Typical startup time: 30-90 seconds depending on model size and whether CUDA graphs are being compiled.

### Step 3: Validate accuracy (sanity check)

```bash
python3 -m sglang.test.run_eval --host 127.0.0.1 --port <port> --eval-name gsm8k --num-examples 20
```

- Expected accuracy: **> 0.8** for capable models (Qwen3-8B, Llama-3.1-8B-Instruct, etc.)
- This is a quick sanity check, not a rigorous benchmark.
- `sglang.test.few_shot_gsm8k` is deprecated; use the unified `run_eval` entrypoint.
- If you intentionally need the old completion-style GSM8K path, add `--api completion`.
- If accuracy is unexpectedly low, something is wrong — do not proceed to profiling.

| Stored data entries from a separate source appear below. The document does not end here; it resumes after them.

PR #4112, opened 2024-08-21
Allow protocols to handle client intention packet

FlorianMichael:
This is currently not possible without manually added base protocols which is the case in both ViaLegacy/ViaBedrock. This way we can get rid of it completely: https://github.com/ViaVersion/ViaLegacy/blob/main/src/main/java/net/raphimc/vialegacy/api/protocol/PreNettyBaseProtocol.java

### DIFF
--- a/common/src/main/java/com/viaversion/viaversion/protocols/base/InitialBaseProtocol.java
+++ b/common/src/main/java/com/viaversion/viaversion/protocols/base/InitialBaseProtocol.java
@@ -129,8 +129,7 @@ public class InitialBaseProtocol extends AbstractProtocol<BaseClientboundPacket,
                 protocols.remove(this);
                 wrapper.apply(Direction.SERVERBOUND, State.HANDSHAKE, protocols);
             } catch (CancelException e) {
-                wrapper.user().setActive(false);
-                return;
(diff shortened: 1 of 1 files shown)


common/src/main/java/com/viaversion/viaversion/protocols/base/InitialBaseProtocol.java
```diff
@@ -123,6 +123,16 @@ protected void registerPackets() {
                 wrapper.set(Types.VAR_INT, 0, serverProtocol.getOriginalVersion());
             }
 
+            // Send client intention into the pipeline in case protocols down the line need to transform it
+            try {
+                final List<Protocol> protocols = new ArrayList<>(pipeline.pipes());
+                protocols.remove(this);
+                wrapper.apply(Direction.SERVERBOUND, State.HANDSHAKE, protocols);
+            } catch (CancelException e) {
+                wrapper.user().setActive(false);
```
kennytv, line 132: Should maybe just ignore cancellation?

FlorianMichael: I looked at the if (versionProvider == null) code

kennytv (approved):

PR #4113, opened 2024-08-21
Cleanup LOGIN/STATUS packet handlers 

FlorianMichael:
Some combinations with the override boolean for ViaFabricPlus and other addons


FlorianMichael:
I only added those which I would use but I can remove the ones you don't like.

common/src/main/java/com/viaversion/viaversion/protocols/v1_12_2to1_13/Protocol1_12_2To1_13.java
```diff
@@ -173,11 +173,11 @@ protected void registerPackets() {
 
         WorldPacketRewriter1_13.register(this);
 
-        registerClientbound(State.LOGIN, ClientboundLoginPackets.LOGIN_DISCONNECT.getId(), ClientboundLoginPackets.LOGIN_DISCONNECT.getId(), wrapper -> {
+        registerClientbound(State.LOGIN, ClientboundLoginPackets.LOGIN_DISCONNECT.getId(), wrapper -> {
```
kennytv, line 176: all of these can already just be replaced with
```java
registerClientbound(State.LOGIN, ClientboundLoginPackets.LOGIN_DISCONNECT, wrapper -> {
```
etc.

kennytv (changes requested):
Actually, none of these are "standard" or needed for the main projects, helper methods are better added in the projects that need them

FlorianMichael:
I'll keep those extra methods in ViaFabricPlus then; Resolved the suggestion

kennytv (approved):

### Step 4: Generate the profile

```bash
python3 -m sglang.test.send_one --profile
```

This command:
1. Sends a request to the server
2. Triggers the profiler for 5 steps (default)
3. Generates a trace file under `/tmp/<timestamp>/`
4. The trace directory contains:
   - `<timestamp>-TP-0.trace.json.gz` — Chrome trace format (open in `chrome://tracing` or Perfetto)
   - `server_args.json` — the server configuration used

**Output format:**
```
Dump profiling traces to /tmp/<timestamp>
```

The profile path is printed to stdout. Parse it from the output.

**Optional flags:**
- `--profile-steps N` — number of profiling steps (default: 5)
- `--profile-by-stage` — profile by stage (prefill/decode separately)
- `--profile-prefix <path>` — custom output prefix

### Step 5: Kill the server

```bash
pkill -9 -f "sglang.launch_server\|sglang serve\|sglang.srt"
```

Wait a moment and verify no sglang processes remain:
```bash
sleep 2 && pgrep -af "sglang serve" || echo "Server killed"
```

### Step 6: Report the profile path

Return the profile directory path (e.g., `/tmp/1773999986.4769795`) and list its contents so the user knows what files were generated.

## Example Full Run

```bash
# 1. Launch server
source cleanup/bin/activate
CUDA_VISIBLE_DEVICES=1 sglang serve --model-path Qwen/Qwen3-8B --port 30000 &

# 2. Wait for ready
for i in $(seq 1 120); do
  curl -s http://127.0.0.1:30000/health | grep -q "ok" && break
  sleep 5
done

# 3. Accuracy check
python3 -m sglang.test.run_eval --host 127.0.0.1 --port 30000 --eval-name gsm8k --num-examples 20
# Expected: Accuracy > 0.8

# 4. Profile
python3 -m sglang.test.send_one --profile
# Output: "Dump profiling traces to /tmp/1773999986.4769795"

# 5. Cleanup
pkill -9 -f "sglang.launch_server\|sglang serve\|sglang.srt"
sleep 2

# 6. Check output
ls -la /tmp/1773999986.4769795/
# 1773999986.4851577-TP-0.trace.json.gz  (Chrome trace)
# server_args.json                        (server config)
```

## Customization

- **Different port**: Pass `--port <port>` and use `--host 127.0.0.1 --port <port>` for test commands
- **Multi-GPU**: Use `--tp <N>` for tensor parallelism; trace files will be generated per TP rank
- **Longer profile**: Use `--profile-steps 10` for more steps in the trace
- **Stage profiling**: Use `--profile-by-stage` to separate prefill and decode phases

## Viewing the Profile

Open the `.trace.json.gz` file in:
- **Perfetto UI**: https://ui.perfetto.dev/ (drag and drop the file)
- **Chrome tracing**: `chrome://tracing` (load the file)

Both support the gzipped Chrome trace format natively.